Proof: In other words, the function \(1 / \cosh \pi x\) is its own Fourier transform, a property also shared by \(e^{-\pi x^{2}}\). To see this, we use a rectangle \(\gamma_{R}\) as below whose width goes to infinity, but whose height is fixed.

• For a fixed \(\xi \in \mathbb{R}\), let \[f(z)=\frac{e^{-2 \pi i z \xi}}{\cosh \pi z}.\]

  

• Note that the denominator of \(f\) vanishes precisely when \(e^{\pi z}=-e^{-\pi z}\), that is, when \(e^{2 \pi z}=-1\).

• In other words, the only poles of \(f\) inside the rectangle are at the points \(\alpha=i / 2\) and \(\beta=3 i / 2\).

• To find the residue of \(f\) at \(\alpha=i/2\), we note that \[\begin{aligned} (z-\alpha) f(z) & =e^{-2 \pi i z \xi} \frac{2(z-\alpha)}{e^{\pi z}+e^{-\pi z}} \\ & =2 e^{-2 \pi i z \xi} e^{\pi z} \frac{(z-\alpha)}{e^{2 \pi z}-e^{2 \pi \alpha}} \end{aligned}\]

• We recognize on the right the reciprocal of the difference quotient for the function \(e^{2 \pi z}\) at \(z=\alpha\). Therefore \[\lim _{z \rightarrow \alpha}(z-\alpha) f(z)=2 e^{-2 \pi i \alpha \xi} e^{\pi \alpha} \frac{1}{2 \pi e^{2 \pi \alpha}}=\frac{e^{\pi \xi}}{\pi i},\] which shows that \(f\) has a simple pole at \(\alpha\) with residue \(e^{\pi \xi} /(\pi i)\).

• Similarly, we find that \(f\) has a simple pole at \(\beta\) with residue \(-e^{3 \pi \xi} /(\pi i)\).

• We dispense with the integrals of \(f\) on the vertical sides by showing that they go to zero as \(R\) tends to infinity.

• Indeed, if \(z=R+i y\) with \(0 \leq y \leq 2\), then \[\left|e^{-2 \pi i z \xi}\right| \leq e^{4 \pi|\xi|},\] and \[\begin{aligned} |\cosh \pi z| & =\left|\frac{e^{\pi z}+e^{-\pi z}}{2}\right| \\ & \geq \frac{1}{2}| | e^{\pi z}\left|-\left|e^{-\pi z}\right|\right| \\ & \geq \frac{1}{2}\left(e^{\pi R}-e^{-\pi R}\right) \rightarrow \infty \quad \text { as } \quad R \rightarrow \infty. \end{aligned}\]

• This shows that the integral over the vertical segment on the right goes to 0 as \(R \rightarrow \infty\).
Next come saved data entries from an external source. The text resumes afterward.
Issue #1722, opened 2022-04-21
Add adminuser into the docker group in the Resource Processor


ross-p-smith:
**Describe the bug**
The adminuser on the Linux box in the VMSS is not in the docker group - so you need sudo to work with docker
**Steps to reproduce**

1. Use bastion to get onto the Resource Processor instance within the VMSS
1. Type docker - frustration increases
1. Type `sudo docker` - it works

PR #1929, opened 2022-05-29
Reimage Resource Processor Automatically

### LINKED ISSUE #512: Improve  resource processor VMSS update behavior
**Description**
If the custom data for the resource processor VMSS is updated - for example new docker image. The instances need reimaging before the custom data and docker image is updated ( https://docs.microsoft.com/en-us/azure/virtual-machines/custom-data#can-i-update-custom-data-after-the-vm-has-been-created )

This behavior should be documented and the pipeline reimage existing VMSS instances using CLI.

https://docs.microsoft.com/en-us/cli/azure/vmss?view=azure-cli-latest#az_vmss_reimage

tamirkamara:
Closes #512, #1722 

## What is being addressed

When making a change to the resource processor image and/or config we had to remember to manually reimage the vmss instances.

## How is this addressed

- Include an az cli command to reimage the vmss within our terraform scripts that is triggered when custom data is changed.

A similar argument shows that the integral of \(f\) over the vertical segment on the left also goes to 0 as \(R \rightarrow \infty\).

• Finally, we see that if \(I\) denotes the integral we wish to calculate, then the integral of \(f\) over the top side of the rectangle (with the orientation from right to left) is simply \(-e^{4 \pi \xi} I\), where we have used the fact that \(\cosh \pi \zeta\) is periodic with period \(2 i\).

• In the limit as \(R\) tends to infinity, the residue formula gives

  \[\begin{aligned} I-e^{4 \pi \xi} I & =2 \pi i\left(\frac{e^{\pi \xi}}{\pi i}-\frac{e^{3 \pi \xi}}{\pi i}\right) =-2 e^{2 \pi \xi}\left(e^{\pi \xi}-e^{-\pi \xi}\right) \end{aligned}\] and since \(1-e^{4 \pi \xi}=-e^{2 \pi \xi}\left(e^{2 \pi \xi}-e^{-2 \pi \xi}\right)\), we find that \[\begin{aligned} I&=2 \frac{e^{\pi \xi}-e^{-\pi \xi}}{e^{2 \pi \xi}-e^{-2 \pi \xi}}=2 \frac{e^{\pi \xi}-e^{-\pi \xi}}{\left(e^{\pi \xi}-e^{-\pi \xi}\right)\left(e^{\pi \xi}+e^{-\pi \xi}\right)}\\ &=\frac{2}{e^{\pi \xi}+e^{-\pi \xi}}=\frac{1}{\cosh \pi \xi} \end{aligned}\] as claimed.